--- Data section Enclosed Below ---

PR #298, opened 2020-03-07
Editorial: remove dead code from convert-policy.py

annevk:
Between 4d34512aeb618c8753e317b220a7937c2161fb11 and https://github.com/whatwg/sg/pull/77 this became obsolete I think.


annevk:
Turns out Python has asserts!

PR #300, opened 2020-03-10
Specify the Python version to use on Travis (3.8)

foolip:
The default is now 3.6. The important thing here is to make it clear
that Python 3 is used in CI, since just `pip` and `python` are used
in scripts, which usually point to Python 2.

### DIFF
--- a/.travis.yml
+++ b/.travis.yml
@@ -1,4 +1,5 @@
 language: python
+python: "3.8"
 
 env:
   global:


annevk:
I kinda like that we don't have a number here to bump every now and then. So I'll let @domenic decide whether to take this.

annevk:
There's one potential advantage in that only Python 3.7 and above have guaranteed ordering for dictionaries. I believe Bikeshed also requires 3.8, though we don't use it directly.

PR #301, opened 2020-03-10
Make it clear that lists.whatwg.org is a static archive

foolip:
Goes with https://github.com/whatwg/misc-server/pull/126.


foolip:
I propose to let /listinfo.cgi simply be 404 (like /admin.cgi) since there isn't anything to preserve. The alternative would be to redirect to /.

annevk:
FWIW, I argued in https://github.com/whatwg/misc-server/pull/126 for not letting these 404 as they are the pages you end up in if you navigate to lists.whatwg.org today so folks might well have bookmarks or links to them. If nobody finds that compelling I'm happy to let it be though.

domenic:
Redirecting the main `/listinfo.cgi/` (maybe `/listinfo.cgi` too?) to some other landing page makes sense. The sub-pages make more sense as a 404. (But I don't feel strongly in any direction.)

foolip:
Alright, I'll add some redirects back in https://github.com/whatwg/misc-server/pull/126.

foolip:
This has been deployed now. https://whatwg.org/mailing-list gets me this error in my usual Chrome:
> This site can’t be reached
> The webpage at https://whatwg.org/mailing-list might be temporarily down or it may have moved permanently to a new web address.

It works in incognito though. It's probably because 301 is cached somewhere. Not trying to fix it because the problem will go away with time :)

annevk:
Is that due to the service worker?

foolip:
I didn't suspect that, but looks like it is!
```
website-service-worker.js:47 Could not refresh the cache for https://whatwg.org/mailing-list Error: https://whatwg.org/mailing-list is responding with 0
    at refreshCacheFromNetworkResponse (website-service-worker.js:58)
    at website-service-worker.js:45
```

foolip:
The bug is probably in https://github.com/whatwg/whatwg.org/blob/master/resources.whatwg.org/website-service-worker.js then.

PR #303, opened 2020-03-14
Use SG's db.json as source of truth

annevk:
See whatwg/sg#111 for context.

Changes to the status quo:

* biblio.json: LOADER no longer has `"status": "Living Idea"`. Two author names are now sorted in lexicographical order.
* spec.whatwg.org / idea.whatwg.org: A lot of whitespace changes, which we could limit a bit more, but I like the new style better...


annevk:
(Note that this fails Travis CI because db.json doesn't exist yet.)

convert-sg-db.py
```diff
@@ -0,0 +1,131 @@
...
+
+def standard_or_idea_to_biblio(document):
+    return (document["reference"], {
+        "authors": [author_to_biblio(author) for author in document["authors"]],
+        "href": document["href"],
+        "title": document["name"]
+    })
+
+def author_to_biblio(person):
+    return person["name"]
```
domenic: Nit: move after `biblio_item_to_biblio` to keep `biblio_item_to_biblio` and `standard_or_idea_to_biblio` together?

convert-sg-db.py
```diff
@@ -0,0 +1,131 @@
...
+
+    output = template.replace("@TITLE_GOES_HERE@", "Standards")
+    output = output.replace("@CONTENT_GOES_HERE@", content)
+    output = output.replace("<a href=\"https://spec.whatwg.org/\">Standards</a>", "<a>Standards</a>")
+
+    open("spec.whatwg.org/index.html", "w").write(output)
+
+def standard_or_idea_to_html(document):
+    output = "\n <dt><a href=\"{0}\">{1}</a></dt>".format(document["href"], document["name"])
+    return output + "\n <dd>{}</dd>\n".format(commonmark.commonmark(document["description"])[:-1])
```
domenic: Nit: this might be nicer:

```python
# TODO add a comment for the [:-1] here
description = commonmark.commonmark(document["description"])[:-1]

return "\n <dt><a href=\"{0}\">{1}</a></dt>\n <dd>{2}</dd>\n"
       .format(document["href"], document["name"], description)
```

Either way, the `[:-1]` is confusing and a comment explaining it would probably help.

convert-sg-db.py
```diff
@@ -0,0 +1,131 @@
...
+    content += "</dl>\n\n"
+    content += copyright
+
+    output = template.replace("@TITLE_GOES_HERE@", "Ideas")
+    output = output.replace("@CONTENT_GOES_HERE@", content)
+
+    open("idea.whatwg.org/index.html", "w").write(output)
+
+
+def create_workstreams(db, template, copyright):
```
domenic: Oof, templating in Python shows its stress here.

I'm happy to keep this approach since it's a big improvement over what we have now. But if you are interested, using https://github.com/wbond/pybars3 might make this nicer (especially for this page, but also for the others). It could replace all the templating with separate `.hbs` template files.

convert-sg-db.py
```diff
@@ -0,0 +1,131 @@
...
+    content = """<p>This document contains an official <a href="/sg-agreement#steering-group">Steering Group</a>-maintained accounting of the WHATWG workstreams, their responsible editors, and their associated standards.</p>
+
+<p>Note that per the <a href="/workstream-policy">Workstream Policy</a>, the official <a href="/workstream-policy#editor">Editors</a> listed here may have delegated responsibilities and editing duties to deputy editors for any given <a href="/workstream-policy#living-standard">Living Standard</a>. As such, the <a href="/workstream-policy#editor">Editor</a> position listed here is more about "who is the official liaison with the <a href="/sg-agreement#steering-group">Steering Group</a>" and less about "who is editing the document". To get an accounting of who is primarily responsible for day-to-day specification work, you'll be better served by checking the Acknowledgments section of the <a href="/workstream-policy#living-standard">Living Standard</a> in question.</p>"""
+    content += "\n\n<dl>"
```
domenic: Since you already have a multiline string I'd just insert the `\n\n<dl>` into it?

convert-sg-db.py
```diff
@@ -0,0 +1,131 @@
...
+    for workstream in db["workstreams"]:
+        content += "\n <dt>{}</dt>".format(workstream["name"])
+        content += "\n <dd>"
+        content += "\n  <p><strong>Scope:</strong> {}</p>".format(commonmark.commonmark(workstream["scope"])[3:-5]) # Strip leading <p> and trailing </p>\n
```
domenic: This list of paragraphs with `<strong>` items feels like a dl in disguise.

convert-sg-db.py
```diff
@@ -0,0 +1,131 @@
...
+    output = output.replace("@CONTENT_GOES_HERE@", content)
+
+    open("whatwg.org/workstreams", "w").write(output)
+
+
+def main():
+    template = open("site-template.html", "r", encoding="utf-8").read()
+    copyright = """<footer>
+ <p><small>Copyright © 2018 WHATWG (Apple, Google, Mozilla, Microsoft). This work is licensed under a <a rel="license" href="https://creativecommons.org/licenses/by/4.0/">Creative Commons Attribution 4.0 International License</a>.</small></p>
+</footer>"""
```
domenic: Can we put the copyright in the template?

convert-sg-db.py
annevk: I suppose we could do that. Do we still want to differentiate as much between singular and plural then? Or use multiple `<dd>`s when there happen to be multiple?

convert-sg-db.py
annevk: Then we'd have to strip it in convert-policy.py.

annevk: I suppose we could run a replace on _template_ locally though instead of passing it everywhere.

convert-sg-db.py
domenic: Ooh, interesting. I think just grammatically I like keeping `Editor:` vs. `Editors:` but yeah, we could simplify the markup structure in the way you suggest.

convert-sg-db.py
domenic: Hmm yeah.

Also 2018 seems wrong. We can probably just use current year for these?

annevk: I suppose we could, at least until that issue about what year to use is resolved.

convert-sg-db.py
annevk: I've kept this for now as less dependencies is also nice and I'm not very familiar with templating packages. Can always change this if we make things more complicated.

convert-sg-db.py
```diff
@@ -0,0 +1,121 @@
...
+        for standard in workstream["standards"]:
+            content += standard_or_idea_to_html(standard)
+    content += "</dl>\n\n<p>The WHATWG also works on a <a href=\"https://idea.whatwg.org/\">number of ideas</a> that aspire to become standards one day.</p>\n\n"
+
+    template = template.replace("<a href=\"https://spec.whatwg.org/\">Standards</a>", "<a>Standards</a>")
+    write_site_template("spec.whatwg.org/index.html", template, "Standards", content)
+
+def standard_or_idea_to_html(document):
+    output = "\n <dt><a href=\"{0}\">{1}</a></dt>".format(document["href"], document["name"])
+    return output + "\n <dd>{}</dd>\n".format(commonmark.commonmark(document["description"])[:-1]) # Strip trailing \n
```
domenic: I still think splitting this into two lines is a bit weird, and an intermediate variable would clean things up.

convert-sg-db.py
```diff
@@ -0,0 +1,121 @@
...
+
+def write_site_template(filename, template, title, content):
```
domenic: Move this down above main to keep the `create_`s together?

convert-sg-db.py
```diff
@@ -0,0 +1,121 @@
...
+
+
+def main():
+    template = open("site-template.html", "r", encoding="utf-8").read()
+    copyright = """<footer>
+ <p><small>Copyright © {} WHATWG (Apple, Google, Mozilla, Microsoft). This work is licensed under a <a rel="license" href="https://creativecommons.org/licenses/by/4.0/">Creative Commons Attribution 4.0 International License</a>.</small></p>
+</footer>""".format(str(date.today().year))
+    template = template.replace("@CONTENT_GOES_HERE@", "@CONTENT_GOES_HERE@" + copyright)
+    db = json.load(open("../sg/db.json", "r"))
+    create_biblio(db)
```
domenic: Newline before here to separate things nicely?

convert-sg-db.py
```diff
@@ -0,0 +1,121 @@
...
+        for editor in workstream["editors"]:
+            content += """\n   <dd>{0}, <a href="mailto:{1}">{1}</a></dd>""".format(editor["name"], editor["email"])
+        content += "\n   <dt>Standard{}</dt>".format("" if len(workstream["standards"]) == 1 else "s")
+        for standard in workstream["standards"]:
+            content += """\n   <dd><a href="{0}">{1}</a></dd>""".format(standard["href"], standard["name"])
+        content += "\n  </dl>"
+        content += "\n </dd>\n"
+    content += "</dl>\n\n"
+
+    write_site_template("whatwg.org/workstreams", template, "Workstreams", content)
```
domenic: I think it would be nicer if all the I/O was in main() and the create_ functions were just pure functions that returned a string.

convert-sg-db.py
```diff
@@ -0,0 +1,121 @@
...
+    content += "<dl>"
+    for workstream in db["workstreams"]:
+        for standard in workstream["standards"]:
+            content += standard_or_idea_to_html(standard)
+    content += "</dl>\n\n<p>The WHATWG also works on a <a href=\"https://idea.whatwg.org/\">number of ideas</a> that aspire to become standards one day.</p>\n\n"
+
+    template = template.replace("<a href=\"https://spec.whatwg.org/\">Standards</a>", "<a>Standards</a>")
+    write_site_template("spec.whatwg.org/index.html", template, "Standards", content)
+
+def standard_or_idea_to_html(document):
```
domenic: Move this down to be below create_idea and create_spec, instead of in between them?

convert-sg-db.py
annevk: I put them in the order you encounter them in (except for main, which is at the bottom).

convert-sg-db.py
annevk: I think it's okay. It's also consistent with the other commonmark caller.

convert-sg-db.py
annevk: Same as above, it's mostly order of appearance.

convert-sg-db.py
domenic: I think that's significantly less helpful than logical ordering, and would really prefer otherwise.

annevk: What is logical ordering?

domenic: Grouping related things, especially things of the same inputs/return values, together. Instead of interspersing helpers between them.

annevk: Is this documented somewhere? I looked at PEP8 and it only seems to care about import order.

domenic: No, this isn't Python specific, it's just a general programming style thing. A quick Googling shows things like https://google.github.io/styleguide/cppguide.html#Declaration_Order or https://kotlinlang.org/docs/reference/coding-conventions.html#class-layout

convert-sg-db.py
```diff
@@ -0,0 +1,122 @@
...
+    content += "</dl>\n\n<p>The WHATWG also works on a <a href=\"https://idea.whatwg.org/\">number of ideas</a> that aspire to become standards one day.</p>\n\n"
+
+    template = template.replace("<a href=\"https://spec.whatwg.org/\">Standards</a>", "<a>Standards</a>")
+    return wrap_in_site_template(template, "Standards", content)
+
+def standard_or_idea_to_html(document):
+    output = "\n <dt><a href=\"{0}\">{1}</a></dt>".format(document["href"], document["name"])
+    return output + "\n <dd>{}</dd>\n".format(commonmark.commonmark(document["description"])[:-1]) # Strip trailing \n
+
+def wrap_in_site_template(template, title, content):
```
foolip, line 66: https://github.com/whatwg/whatwg.org/commit/4bcc3c3e4b5c5abc176ef447f96e7f12c5cb615c reveals a problem in idea.whatwg.org/index.html, where the link will be broken because site-template.html assumes the result will be on whatwg.org and links /.

annevk:
Thanks, do I need to address those nits before the whatwg/sg part can be reviewed or can I wait for that to happen before fixing all the things?

deploy.sh
```diff
@@ -8,6 +8,7 @@ header() {
 header "Importing content from whatwg/sg and making it suitable for whatwg.org"
 git clone --depth=1 https://github.com/whatwg/sg sg
 ./convert-policy.py
+./convert-sg-db.py
```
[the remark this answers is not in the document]
annevk: I ended up doing the simple thing, but I could see allowing it to be optionally passed in. Let me know if it's important.

convert-sg-db.py
annevk: I addressed this by always using the full link. This is a bit redundant for some URLs, but does work kind of nice if you end up hosting the same content on another URL for preview reasons. 😊

foolip: Yep, that works!

deploy.sh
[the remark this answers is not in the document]
foolip: Nah, not important enough.

annevk:
FWIW, if you want to do a reordering commit that makes it more logical to you that seems fine to me.

domenic:
I pushed a reordering commit, a Windows fix (ugh), and a style fix for https://github.com/whatwg/sg/pull/111#issuecomment-617935515. We could also switch to `<p>` and `<strong>` instead of keeping the `<dl>` structure.

domenic:
Also, I guess we should probably make the build pass before merging this, right? I think it's missing a "clone the sg repo" step...

annevk:
The reason the build script fails is because the whatwg/sg PR has not landed and therefore it does not have the necessary files (`db.json` in particular, but now also `Workstreams Introduction.md`).

And yeah, once we merge the whatwg/sg PR we should rerun this to see if it goes green.

whatwg.org/style/subpages.css
```diff
@@ -74,6 +74,12 @@ dl > dt { margin: 1em 0 0 0; }
 dl > dd { margin: 0.25em 0 0.25em 2em; }
 ol.dated { list-style: disc; }
 
+dl.compact > div { margin: 1em 0; }
+dl.compact > div > dt { display: inline; margin: 0; font: inherit; font-weight: bold; }
+dl.compact > div > dt::after { content: ": "; }
+dl.compact > div > dd { display: inline; margin: 0; }
+dl.compact > div > dd:not(:last-of-type)::after { content: "; "; }
```
annevk, line 81: Does this mean we need to bump `cacheKeyToUse` in https://resources.whatwg.org/website-service-worker.js?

--- End of Enclosed Data section ---

## Work order
All lines of the listing that contain the word "less" should be copied out.

## Written reply
+<p>Note that per the <a href="/workstream-policy">Workstream Policy</a>, the official <a href="/workstream-policy#editor">Editors</a> listed here may have delegated responsibilities and editing duties to deputy editors for any given <a href="/workstream-policy#living-standard">Living Standard</a>. As such, the <a href="/workstream-policy#editor">Editor</a> position listed here is more about "who is the official liaison with the <a href="/sg-agreement#steering-group">Steering Group</a>" and less about "who is editing the document". To get an accounting of who is primarily responsible for day-to-day specification work, you'll be better served by checking the Acknowledgments section of the <a href="/workstream-policy#living-standard">Living Standard</a> in question.</p>"""
annevk: I've kept this for now as less dependencies is also nice and I'm not very familiar with templating packages. Can always change this if we make things more complicated.
domenic: I think that's significantly less helpful than logical ordering, and would really prefer otherwise.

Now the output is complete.